Semesta, aku sudah mati dan kehilangan rasa

Nabila Putri Salsabila
2 min readApr 5, 2021

--

Namun aku tidak tahu bagaimana caranya hidup kembali

I remember exactly that I got this from Twitter but I forget whom does this image belong to

Semesta, sebenarnya aku tidak terlalu suka menulis puisi,

karena inspirasi hanya datang saat aku merasa sangat gembira atau sangat sedih, dan beberapa tahun ke belakang rasa-rasanya semua hal telah membuatku gelap mata dan mati (rasa).

Yang aku tidak pernah mengerti, mengapa sesuatu yang tadinya membuat kita sangat senang, malah berbalik menjelma sebagai alasan yang menjadikan kita teramat sedih. Apa karena bahagia itu fana, sedangkan duka itu abadi?

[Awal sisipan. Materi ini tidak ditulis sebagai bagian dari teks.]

PR #1766, opened 2020-05-27
VUE-318 lightbox improvements

ryan-ludwig:
- Use prop to set title for consistency. 
- Add aria-labelledby and fix focus-lock for a11y. 
- Remove fixed width from lightboxes to allow narrower content without overrides. 
- Add a css custom property for overriding the title color.
- Remove unused "showCloseButton" property
- Scope lightbox styles

### DIFF
--- a/src/pages/Autolending/AutolendingStatus.vue
+++ b/src/pages/Autolending/AutolendingStatus.vue
@@ -37,17 +37,10 @@
 
 				<kv-lightbox
 					class="autolending-status-lightbox"
-					:no-padding-bottom="true"
-					:no-padding-top="true"
 					:visible="showLightbox"
+					title="Change your auto-lending status"
 					@lightbox-closed="showLightbox = false"
 				>
-					<template slot="title">
-						<h3>
-							Change your auto-lending status
-						</h3>
-						<hr>
-					</template>
 					<div class="status-radio-wrapper">
 						<kv-radio
 							data-test="is-autolending-on"
@@ -86,7 +79,6 @@
 						</kv-radio>
 					</div>
 					<template slot="controls">
-						<hr>
 						<kv-button
 							data-test="status-save-button"
 							class="smaller button"
@@ -266,22 +258,8 @@ export default {
 @import 'settings';
 
 .autolending-status-lightbox {
-	::v-deep .kv-lightbox {
-		max-width: 520px;
-	}
-
-	h3 {
-		margin-top: 1.75rem;
-		display: inline-block;
-		font-weight: $global-weight-bold;
-	}
-
 	.status-radio-wrapper {
 		padding: 1.5rem 0;
-	}
-
-	.button {
-		margin-bottom: 1.75rem;
 	}
 
 	.dropdown-wrapper {
--- a/src/pages/Autolending/AutolendingWho.vue
+++ b/src/pages/Autolending/AutolendingWho.vue
@@ -17,30 +17,22 @@
 
 				<kv-lightbox
 					class="autolending-who-lightbox"
-					:no-padding-bottom="true"
-					:no-padding-top="true"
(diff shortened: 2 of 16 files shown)


src/pages/Autolending/AutolendingWho.vue
```diff
@@ -17,30 +17,22 @@
```
ryan-ludwig, line 17: @eddieferrer Would appreciate if you could double check the autolending settings lightboxes to make sure I didn't mess anything up here.

src/pages/Autolending/AutolendingWho.vue
```diff
@@ -17,30 +17,22 @@
...
-									@click.prevent="backToAllOptions"
-								>
-									<kv-icon class="arrow back-arrow" name="small-chevron" :from-sprite="true" />
-									Back to all options</a>
-							</transition>
-							<hr>
-						</div>
-					</template>
 					<div class="who-inputs-wrapper">
+						<transition :name="slideTransition" mode="out-in">
```
eddieferrer, line 25: This is not the same as the lines removed in the slot. When the transition happens, the title should be replaced with the "back to all options" with a slide transition

src/pages/Autolending/AutolendingStatus.vue
```diff
@@ -37,17 +37,10 @@
...
 				<kv-lightbox
 					class="autolending-status-lightbox"
-					:no-padding-bottom="true"
-					:no-padding-top="true"
 					:visible="showLightbox"
+					title="Change your auto-lending status"
 					@lightbox-closed="showLightbox = false"
 				>
-					<template slot="title">
-						<h3>
```
eddieferrer, line 46: The autolend h3 titles have different styling than the styling of the lightbox titles provided in this PR. Take a look at the dev env for reference.

src/pages/Autolending/AutolendingWho.vue
```diff
@@ -123,7 +115,6 @@
 						</transition>
 					</div>
 					<template slot="controls">
-						<hr>
```
eddieferrer, line 126: The autolend settings lightboxes should have an hr line separating the title and the button area...

src/pages/Autolending/SaveButton.vue
```diff
@@ -14,27 +14,23 @@
 		</kv-button>
 		<kv-lightbox
 			:visible="warningVisible"
-			:no-padding-top="true"
```
eddieferrer, line 17: These no-padding-* props are being used, not sure they should be removed.

ryan-ludwig:
@eddieferrer There are visual changes to the lightboxes in autolending settings but I feel that they still convey the same hierarchy and are now consistent with the lightboxes throughout the site.

Before:
image
image
image

After:
image
image
image

The final image with the "choose categories" behaves a little differently by not swapping out the title, but in the same vein, I feel the user experience is equivalent and we gain consistency through the site.

eddieferrer:
> @eddieferrer There are visual changes to the lightboxes in autolending settings but I feel that they still convey the same hierarchy and are now consistent with the lightboxes throughout the site.
> 
> Before:
> image
> image
> image
> 
> After:
> image
> image
> image
> 
> The final image with the "choose categories" behaves a little differently by not swapping out the title, but in the same vein, I feel the user experience is equivalent and we gain consistency through the site.

I understand, it wasn't clear to me that the visual changes were intentional in this PR.

I would suggest then that we run this change by design.

ryan-ludwig:
> 
> I understand, it wasn't clear to me that the visual changes were intentional in this PR.
> 
> I would suggest then that we run this change by design.

👍  will do

ryan-ludwig:
Got the go-ahead from design to make these visual changes to autolending settings dialogs. Thanks @eddieferrer for reaching out as well.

Lalu, mengapa kebahagiaan hanya berlangsung sepersekian detik, sedangkan kesedihan selalu bertahan tidak pernah kunjung beranjak pergi (satu milimeter pun!), padahal ia telah bertamu bertahun-tahun lamanya? Aku sadar bahwa semua tamu harus dijamu, namun bukankah emosi adalah reaksi yang seharusnya datang dan pergi silih berganti? Mengapa kebahagiaan jarang sekali singgah di pikiran?

Maaf ya semesta,

sebenarnya setiap hari aku menenggak racun dan berharap orang lain yang mati, namun herannya ia tetap hidup dan sehat. Sekarang, malah aku yang sekarat.

Kadang aku takut sekali memikirkan bahwa aku bisa mati kapan saja karena rasa sedih yang keterlaluan secara harfiah memang menyesakkan dada. Setiap hari aku bahkan memasang pengingat agar tidak lupa bernafas dan tetap menjalani hidup, karena aku tahu persis bahwa manusia tidak pernah benar-benar ingin mati, manusia hanya ingin hidupnya menjadi lebih baik.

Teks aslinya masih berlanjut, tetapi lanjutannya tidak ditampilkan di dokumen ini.